Epistemology is the study of how we gain knowledge. By social construction, I'm referring to how a disease entity evolves to become "known"; not just from its biological origins and cluster of symptoms and signs, but inevitably its assigned "source". Broadly speaking, sources come from "within" and "without". For a few years before HIV was isolated, AIDS was thought to be a disease that came from "within". Now, we largely think of AIDS as being caused by an external agent, though there is still a small group of scientists that believes otherwise.
In January of this year, I decided to commit to a physical transformation. During my transforming time (arguably, I am still transforming), what struck me as remarkable was the kinds of comments people around me gave me. Many were complimentary, which was flattering, but some alluded to the idea that I wasn't behaving in a healthy manner. "You're wasting away," was a common one. And because I work in an environment where I am quite close to my colleagues, people noticed when I was fasting, and commented that it wasn't healthy. This experience has been reported by many of my fitness colleagues and their clients as well (though, this is all anecdotal.)

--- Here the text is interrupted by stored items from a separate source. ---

PR #674, opened 2020-08-13
[scheduler] Use instance api instead of operations to find preempted instances accurately

jonathanmetzman:
The previous query for preemption operations seems to return incomplete
results in many-trial experiments. Hopefully this one returns correct results thought it isn't
the cleanest solution.


jonathanmetzman:
Some tests still fail because I didn't update mocks.

common/gce.py
```diff
@@ -31,60 +29,14 @@ def initialize():
...
-                project=experiment_config['cloud_project'],
-                zone=experiment_config['cloud_compute_zone'])
-
-
-def get_instance_from_preempted_operation(operation, base_target_link) -> str:
-    """Returns the instance name from a preempted |operation|."""
-    return operation['targetLink'][len(base_target_link):]
+        for instance in response['items']:
+            if instance['status'] == 'TERMINATED':
+                yield instance['name']
```
inferno-chromium, line 40: nit: no reason to yield since you are converting to list anyway in one call site.

inferno-chromium:
@googlebot I consent.

inferno-chromium:
Testing in 2020-08-16.

experiment/scheduler.py
```diff
@@ -106,8 +106,12 @@ def all_trials_ended(experiment: str) -> bool:
 
 def delete_instances(instances, experiment_config):
     """Deletes |instances|."""
-    running_instances = gcloud.list_instances()
-    instances_to_delete = [i for i in instances if i in running_instances]
+    cloud_project = experiment_config['cloud_project']
```
jonathanmetzman, line 109: I'm not sure this works 100% properly.
I think the old code also got terminated instances (aka instances that aren't running but were stopped), despite the variable running_instances implying otherwise.
I'm not sure the bug here is a big deal though, worst case scenario we might not delete some preempted instances (in which case we might have to pay for their disk space).

jonathanmetzman: Actually nevermind, this calls into an equivalent function.

jonathanmetzman:
Thanks for working on this!

inferno-chromium:
Seems to be working and creating new instances, can reopen if experiment misses trials significantly, merging for now.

While we recognize obesity as a health problem today, what strikes me as odd is the fact that there has been virtually no "pathologicalization" of the behaviour of overeating (other than "food addiction" which is a whole other topic--Can you, in fact, be addicted to a substance you need to survive?) We are, in fact, more likely to label undereating as disordered than we are overeating. Overeating is, in fact, culturally sanctioned in North American culture, particularly around social events and holidays. It is even celebrated (admittedly, "Man vs Fasting" just doesn't have a sensational pitch behind it.) Undereating is part of some religions, but is largely sporadic, with some exception of some religions advocating weekly or annual, or seasonal fasting. It is otherwise, not that socially acceptable to eat less, or to simple occasionally not eat at all.
However, if we examine overeating as a potential pathological behaviour, it exhibits criteria for a disorder:
1) A substantial amount of time is spent on eating, such that a pre-specified time of day is scheduled and mandated by many labour laws to accommodate this behaviour due to its overwhelming prevalence.
2) A substantial amount of money is spent acquiring excessive calories, despite understanding the consequences of chronic overeating.
3) Eating behaviour continues despite sufficient caloric intake, and/or feelings of satiety, independent of energy requirements to perform daily activities, or even periodic heavy activity.
4) Unchecked by subsequent caloric deficit, it inevitably leads to harm: Heart disease, vascular disease and liver disease being the most direct, with linkages to other diseases such as some forms of cancer.
5) Ongoing overeating behaviour can cause marked anxiety and significant stress on self-image and self-perception.
6) People continue to engage in the behaviour despite knowing the consequences for its continuation.
In the right context, almost anything can be explained in a disease model, including love. This is not to make light of an anorexia or bulimia diagnosis, or true body dysmorphic disorder or obsessive-compulsive disorder. I'm not advocating that overeating be classified in the DSM as a psychiatric disorder, but with some of the negative attention that one receives while trying to make, or demonstrate a positive change, it does make me think a bit more on why it is that pursuing a leaner, even a more muscular body might make it onto the official list of psychiatric disorders before eating more than you need to does.